**Work request:** Among the entries that follow, find every line with the word "somewhere" and list it.

Top of Data supplied

PR #3771, opened 2023-10-03
Remove the dist script since we no longer have a browserify build

andybalaam:
In https://github.com/matrix-org/matrix-js-sdk/pull/3759 we removed the browserify builds.

This removes the `dist` script (and handling of the `dist/` directory) from package.json.

This should persuade our `release.sh` script to make a release without failing because there are no artifacts created in the `dist/` directory.

---


t3chguy (approved):

andybalaam:
Closing since the version I merged into staging will get back-merged into develop as part of the release process.

PR #3773, opened 2023-10-03
Grab bag of Element-R cleanups

richvdh:
Nothing major here; see individual commits

---


florianduros (approved):
Seems great!

A bit concerned that the missing await wasn't catchup by some tests before

PR #3786, opened 2023-10-06
Comments attempting to explain the addEvent method

andybalaam:
This is part of my work on https://github.com/vector-im/element-web/issues/26254

---

### DIFF
--- a/src/models/thread.ts
+++ b/src/models/thread.ts
@@ -367,6 +367,26 @@ export class Thread extends ReadReceipt<ThreadEmittedEvents, ThreadEventHandlerM
             this.timelineSet.relations?.aggregateParentEvent(event);
             this.timelineSet.relations?.aggregateChildEvent(event, this.timelineSet);
             return;
+        } else if (this.initialEventsFetched) {
+            // If initial events have not been fetched, we are OK to throw away
+            // this event, because we are about to fetch all the events for this
+            // thread from the server.
+            //
+            // If not, this looks like a bug - we should always add the event to
+            // the thread. See https://github.com/vector-im/element-web/issues/26254
+            logger.warn(
+                `Not adding event ${event.getId()} to thread timeline!
+                isNewestReply=${isNewestReply}
+                event.localTimestamp=${event.localTimestamp}
+                !!lastReply=${!!lastReply}
+                lastReply?.getId()=${lastReply?.getId()}
+                lastReply?.localTimestamp=${lastReply?.localTimestamp}
+                toStartOfTimeline=${toStartOfTimeline}
+                Thread.hasServerSideSupport=${Thread.hasServerSideSupport}
+                event.isRelation(RelationType.Annotation)=${event.isRelation(RelationType.Annotation)}
+                event.isRelation(RelationType.Replace)=${event.isRelation(RelationType.Replace)}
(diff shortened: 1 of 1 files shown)


src/models/thread.ts
```diff
@@ -90,7 +90,39 @@ export class Thread extends ReadReceipt<ThreadEmittedEvents, ThreadEventHandlerM
 
     private reEmitter: TypedReEmitter<ThreadEmittedEvents, ThreadEventHandlerMap>;
 
+    /**
+     * The last event in this thread, if we don't yet have this in the timeline.
+     *
+     * When we run processRootEvent (which I think happens during the setting-up
+     * of the thread), we set this to the event pointed to by the server in
+     * latest_event https://github.com/matrix-org/matrix-spec-proposals/blob/main/proposals/3440-threading-via-relations.md#event-format
+     * that came through with the thread root.
```
richvdh, line 99: probably best to refer to the stable spec rather than an MSC:

```suggestion
     * `latest_event` [1] that came through with the thread root.
     *
     * [1]: https://spec.matrix.org/v1.8/client-server-api/#server-side-aggregation-of-mthread-relationships
```

src/models/thread.ts
```diff
@@ -90,7 +90,39 @@ export class Thread extends ReadReceipt<ThreadEmittedEvents, ThreadEventHandlerM
 
     private reEmitter: TypedReEmitter<ThreadEmittedEvents, ThreadEventHandlerMap>;
 
+    /**
+     * The last event in this thread, if we don't yet have this in the timeline.
+     *
+     * When we run processRootEvent (which I think happens during the setting-up
```
richvdh, line 96: given this is a doc-comment, you could use `{@link}` to help IDEs know that it is a link to a method, which can help if (for example) the target gets renamed:

```suggestion
     * When we run {@link #processRootEvent} (which I think happens during the setting-up
```

That said, I see it makes it harder for a human to read, so ymmv here. Likewise some of the other method names in this comment.

src/models/thread.ts
```diff
@@ -324,25 +356,34 @@ export class Thread extends ReadReceipt<ThreadEmittedEvents, ThreadEventHandlerM
...
+            // When we've asked for the event to be added to the end, and we're
+            // not in the initial state, and this event belongs at the end, add it.
             this.addEventToTimeline(event, false);
             this.fetchEditsWhereNeeded(event);
         } else if (event.isRelation(RelationType.Annotation) || event.isRelation(RelationType.Replace)) {
+            // If this event is not a direct member of the thread, but is a
+            // reference to something that is, then we have two cases:
+
             if (!this.initialEventsFetched) {
+                // Either we haven't yet fetched events from the server. In this
```
richvdh, line 381: I found this hard to read: I expected to find an "or" somewhere in this paragraph.

```suggestion
                // Case 1: we haven't yet fetched events from the server. In this
```

richvdh: likewise "Case 2" below

richvdh (approved):
Yay comments! Some nits but generally this is great.

src/models/thread.ts
andybalaam: Thanks, fixed in 6a569bff4

PR #3787, opened 2023-10-06
Add events to the thread even if they appear to be out of order

andybalaam:
Fixes https://github.com/vector-im/element-web/issues/26254
(hopefully)

Reduce the number of cases where we drop events that we are trying to add to a thread.

I have lots of refactorings I would like to do to addEvent but this change isolates the functional change that may address the referenced bug.

I will be holding off on merging this until after the release candidate on 17th October 2023, so that we can try it out for a couple of weeks and evaluate whether it causes more stuck notifications.

---

### DIFF
--- a/spec/unit/models/thread.spec.ts
+++ b/spec/unit/models/thread.spec.ts
@@ -675,6 +675,69 @@ describe("Thread", () => {
             });
         });
     });
+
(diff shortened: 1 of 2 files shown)


richvdh (approved):
seems plausible to me

PR #3789, opened 2023-10-08
Define a new `Logger` interface

richvdh:
This PR replaces the existing `PrefixedLogger` interface with a more limited interface defining the parts we *actually* use. It also avoids the word "prefixed" since some implementions may choose other ways to indicate a child logger.

Ultimately, the goal here is to allow the application to provide its own `Logger` instance. This will be particularly useful in situations where there is more than one `MatrixClient` active (eg, clients which support multiple logins, or the cypress tests), but there may also be clients who want to direct log output somewhere other than the console. There is more work to do to allow that to happen, however.

Suggest reviewing this commit-by-commit.


andybalaam (approved):
Looks good, thanks!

Bottom of Data supplied

**Answer for the task:**
richvdh, line 381: I found this hard to read: I expected to find an "or" somewhere in this paragraph.
Ultimately, the goal here is to allow the application to provide its own `Logger` instance. This will be particularly useful in situations where there is more than one `MatrixClient` active (eg, clients which support multiple logins, or the cypress tests), but there may also be clients who want to direct log output somewhere other than the console. There is more work to do to allow that to happen, however.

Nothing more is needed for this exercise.